▶ Instructions for the task
Each line below that carries the string "additional" must appear in the answer.

┌──

PR #35, opened 2024-09-25
[benchmarks/pypsa] Simplify config files and shrink benchmarks

danielelerede-oet:
Hi @siddharth-krishna , in the last commit I removed those lines that `pypsa-eur-elec-10-lvopt-3h.yaml` has in common with the `common.default.yaml` file for pypsa v 0.11.0 (which is the one this config file refers too). However, apart from reducing the size of the file I'm not so convinced of the reason why we should need to cut parts of this file. I guess we'll be having a reference `config.default.yaml` file and an additional script to modify it according to the specific info related to each of the pypsa-eur-based sample problems, but I can't see why we should be doing that, if so.


siddharth-krishna (approved):
@danielelerede-oet this looks good to me. I think the motivation for removing the common lines with the default config is so that it is easier for humans to look at the different benchmark configs and visually see what each of them is about and how they differ.

I don't think we need to have an additional script that modifies this config and brings in info from the default config -- I think snakemake does that automatically. Could you please check that you are able to build the same model using the reduced config compared to the config on the `main` branch?

danielelerede-oet:
Hi @siddharth-krishna, the modifications in the latest commit comply with the following requirements:
1) modify the metadata as in contrast with Fabian's first classification the problem with transmission expansion is actually not a MILP
2) update the pypsa-eur-based UC problem removing the linearization of UC
3) change the rules for solving the operational problems given the latest updates to pypsa-eur 

Moreover, I'm currently experiencing issues with the `solve_operations_network` rule in pypsa-eur after the latest changes done in the repo. I already opened an issue about that (https://github.com/PyPSA/pypsa-eur/issues/1344).

benchmarks/pypsa/pypsa-eur-elec-20-lv1-3h-op-ucconv.yaml
```diff
@@ -1,1205 +1,306 @@
...
-    links: "#8a1caf"
-    HVDC links: "#8a1caf"
-    DC: "#8a1caf"
-    DC-DC: "#8a1caf"
-    DC link: "#8a1caf"
-    load: "#dd2e23"
-    waste CHP: '#e3d37d'
-    waste CHP CC: '#e3d3ff'
-    HVC to air: 'k'
+      linearized_unit_commitment: false
```
siddharth-krishna, line 16: Shouldn't this line also be under the `options:` key? E.g.:
```suggestion
  options:
      linearized_unit_commitment: false
```

siddharth-krishna: And similarly in the other files. Is there a way we can generate new LP files given these configs, and check that it has MILP features, if you haven't already done this?

benchmarks/pypsa/pypsa-eur-elec-20-lv1-3h-op-ucconv.yaml
```diff
@@ -1,1205 +1,306 @@
...
+
+# docs in https://pypsa-eur.readthedocs.io/en/latest/configuration.html#sector
+sector:
```
siddharth-krishna, line 19: Am curious why the `sector:` section has been uncommented, compared to the old version of this file?

siddharth-krishna: Btw, a tip for next time, if you don't mind: here it looks like you changed the position of the `sector:` section in this file. This means git can't figure out what lines have changed, so in the "Files changed" tab on GitHub it looks like the section was deleted and added again in a new place. If you had instead retained the position of the section in the file, it might be able to only show the changes to it (most lines have just been uncommented, a few have been added, as far as I can make out), which would make review easier. Thanks!

siddharth-krishna (commented):
Thanks, Daniele! I notice a potential bug with the `linearized_unit_commitment` line, otherwise it looks good. 

I assume the plan is to wait for the pypsa-eur issue to be fixed before we merge in this PR?

benchmarks/pypsa/pypsa-eur-elec-20-lv1-3h-op-ucconv.yaml
danielelerede-oet: Thanks Sid, you're right! That issue should be present only in this file anyway, in the others we don't have unit commitment. I already generated the LP file and checked it for the presence of MILP variables, and I also sent it to Julian, you can find it at https://drive.google.com/file/d/1Y5QTw1wnjaRLDG4x2PZ2MQzamMHcOP_w/view?usp=drive_link

benchmarks/pypsa/pypsa-eur-elec-20-lv1-3h-op-ucconv.yaml
danielelerede-oet: I uncommented it because I noticed that PyPSA would have downloaded all the sector-coupled-related data even though useless for an operational run. 
Thanks for you suggestion anyway, I'll be more careful next time!

danielelerede-oet:
@siddharth-krishna today I updated metadata with continuous and binary variables for MILP problems (I also noticed there was a mistake before because I didn't know how to properly read the number of variables, but Julian gave wonderful suggestions on this) and resolved a conflict in the solution of `pypsa-gas+wind+sol+ely-1h-ucgas.py` (that doesn't change anything at all in the formulation of the problem, it's just that pypsa was raising warnings due to this). I fear anyway that the "only_generate_problem_file" option doesn't work for `pypsa-gas+wind+sol+ely-1h-ucgas.py` and `pypsa-gas+wind+sol+ely-1h.py`

danielelerede-oet:
Hey @siddharth-krishna, I changed the names for pypsa benchmarks according to our discussion and updated metadata. I guess the runner and maybe some other files require some modifications, too related to this. I also removed information about the absence of transmission expansion (formerly indicated through `lv1`) and, when present, I'm now identifying it through `trex` (let me know if you have better ideas) instead of `lvopt` which is very "pypsa-sounding".

siddharth-krishna:
I'm merging this PR now in because we need to build on it for upcoming PRs. Daniele, when you're back next week, could you perhaps review my changes and let me know if you'd like any changes? I can do them in another PR.

My main change was to reduce nodes and increase time resolution to make all the benchmarks as small as possible. This is in order to make all solvers solve them in a short amount of time, which eases our testing. One of my next work items is to create multiple sizes of each benchmark, so the original sizes will be re-added to the benchmark set soon. I hope that's okay.

I notice there's a bug with the GLPK results: all the statuses are `warning` and not `ok`. I'll open an issue to investigate this.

└──

▶ Task answer
Hi @siddharth-krishna , in the last commit I removed those lines that `pypsa-eur-elec-10-lvopt-3h.yaml` has in common with the `common.default.yaml` file for pypsa v 0.11.0 (which is the one this config file refers too). However, apart from reducing the size of the file I'm not so convinced of the reason why we should need to cut parts of this file. I guess we'll be having a reference `config.default.yaml` file and an additional script to modify it according to the specific info related to each of the pypsa-eur-based sample problems, but I can't see why we should be doing that, if so.
I don't think we need to have an additional script that modifies this config and brings in info from the default config -- I think snakemake does that automatically. Could you please check that you are able to build the same model using the reduced config compared to the config on the `main` branch?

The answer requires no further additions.